What Is a Permalink Slug? A Beginner's Guide

July 7, 2026 · 5 min read
Try the toolText to Slug →

If you have used WordPress or another content platform, you have seen the word "permalink" and "slug" and maybe wondered what exactly they mean. They are simple ideas that have a real impact on how readable and search-friendly your URLs are. Here is a beginner-friendly explanation of both, and how to write good ones.

Permalink vs slug

A permalink is the full, permanent URL of a page — the whole address like yoursite.com/blog/how-to-bake-bread. The slug is just the readable, page-specific part at the end: how-to-bake-bread. So the slug is a piece of the permalink. The word "permalink" is short for "permanent link," reflecting the idea that once a page is published, its URL should stay stable so links to it keep working. The slug is the part you usually get to customize.

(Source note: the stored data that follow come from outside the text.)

PR #254, opened 2018-06-06
MMT-1432: prompt user to associate a URS account with their Launchpad account

charleshuang80:
* add actions to prompt user to associate an account, handle URS login for association, and confirm that association
* add appropriate views
* update methods used for logging in
* add/update tests and test helpers


config/routes.rb
```diff
@@ -131,7 +131,11 @@
 
   get 'login' => 'users#login', as: 'login'
   get 'logout' => 'users#logout'
-  get 'urs_callback' => 'oauth_tokens#urs_callback'
+  get 'prompt_urs_association' => 'users#prompt_urs_association'
+  get 'confirm_urs_association' => 'users#confirm_urs_association'
+  post 'associate_urs_and_launchpad_ids' => 'users#associate_urs_and_launchpad_ids'
+  get 'urs_login_callback' => 'oauth_tokens#urs_login_callback'
```
macrouch: I assume you updated all of the URS applications for the new callback uris? SIT UAT and PROD?

charleshuang80: not yet in UAT and PROD (I will check if I have access). I did update it in SIT, that was one of the hiccups this morning.

app/views/shared/_user_info_dropdown.html.erb
```diff
@@ -17,13 +17,13 @@
         </p>
       </a>
       <!-- Display provider context badge -->
-      <a href="#provider-context" id="provider-badge-link" class="display-modal">
-        <div class="provider-context">
-          <% if is_logged_in && current_user.provider_id %>
+      <% if logged_in? && current_user.provider_id %>
```
macrouch: it doesn't look like `logged_in?` is needed here, line #1 checks it

app/views/users/confirm_urs_association.html.erb
```diff
@@ -0,0 +1,33 @@
+<div class="urs-assocation">
+  <div class="row row-content">
+    <div class="content">
+      <section>
+        <h2>Confirm URS and Launchpad account association</h2>
+
+        <fieldset>
+          <p>Dear <%= "#{@profile.fetch('first_name', '')} #{@profile.fetch('last_name', '')}," %> </p>
```
macrouch: Double check with Alicia and Thomas that this is the language we want to use in these two paragraphs. Just thinking that in the past any time we have more than a simple line of text we made sure that it was approved by Kathy first

app/views/users/prompt_urs_association.html.erb
```diff
@@ -0,0 +1,14 @@
+<div class="urs-association">
+  <div class="row row-content">
+    <div class="content">
+      <section>
+        <fieldset>
+          <h2>Redirecting to URS</h2>
+          <p>It appears you do not have a URS account linked with your Launchpad account. MMT and CMR permissions (ACLs) are based on your URS account. Please click the button below to log in to the URS account you listed on your NAMS request and would like to associate with your Launchpad account.</p>
```
macrouch: Same with this paragraph.

app/views/users/confirm_urs_association.html.erb
charleshuang80: @lhlyles has a ticket to verify the language with Alicia and update with any text changes, which I think is a better process than what we had previously

app/controllers/users_controller.rb
```diff
@@ -106,19 +142,14 @@ def get_all_providers
   end
 
   def get_urs_profile_from_auid
-    # We are assuming the user has their urs id and auid associated in URS
-    # TODO MMT-1432 will implement directing a user to URS to sign in and associate their urs_uid and auid the first time, if those ids are not associated
-
     urs_profile_response = cmr_client.get_urs_uid_from_nams_auid(session[:auid])
+    if urs_profile_response.success?
+      urs_profile_response.body
+      # TODO: check if user has auid. store auid if not
```
macrouch: this is OK without storing the auid

spec/features/users/user_access_spec.rb
```diff
@@ -1,15 +1,17 @@
...
+    end
 
+    context 'when a logged out user tries to view an access restricted page', js: true do
+      before do
         visit search_path
       end
 
-      it 'redirects them to URS for login' do
+      it 'redirects them to URS to login' do
         expect(page).to have_content('EARTHDATA LOGIN')
```
charleshuang80: So this test still confuses me why it works for Earthdata Login but not Launchpad, but logging `page.current_path` says it is on `/oauth/authorize`, and the screenshot indicates it seems to work:
capybara-201806061814306141569212

app/views/users/confirm_urs_association.html.erb
jceaser: yea, this text does not have to be perfect, we can that updated latter.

How slugs work in WordPress and other platforms

When you create a page or post, most platforms automatically generate a slug from the title. Publish a post called "How to Bake Bread" and WordPress creates the slug how-to-bake-bread. Shopify, Ghost, Wix, and static site generators all do something similar. The auto-generated slug is usually editable — WordPress shows a permalink field under the title where you can change it before publishing. The auto version is often longer than ideal, which is your cue to trim it.

Why slugs matter for SEO

A good slug helps both readers and search engines. It tells them what the page is about before they click — /how-to-bake-bread is instantly clearer than /?p=4827. Search engines use the words in the slug as a signal of the page's topic, and a slug containing your target keyword reinforces relevance. Readers are also more likely to click and trust a clean, descriptive URL. A clear slug is a small SEO and usability win that costs nothing but a moment's attention.

The TextCaret Text to Slug tool turns any title into a clean, keyword-focused slug you can paste into your permalink field — lowercased, hyphenated, and free of accents and punctuation.

Writing a good slug

A strong slug is short, lowercase, hyphenated, and focused on the main keywords. Include the page's primary keyword, drop filler words that add no meaning, use hyphens between words, and keep it as brief as it can be while staying clear. Avoid dates and numbers unless they are meaningful, since they can make a URL feel dated. And critically, get it right before publishing.

The one rule: don't change a live slug casually

Because a permalink is meant to be permanent, changing a slug after publishing changes the URL, which breaks every existing link to the page and can lose its search ranking. If you absolutely must change a live slug, set up a 301 redirect from the old URL to the new one so links and ranking transfer over. The best practice is to choose a good slug before you hit publish, so you never have to change it and never break a link.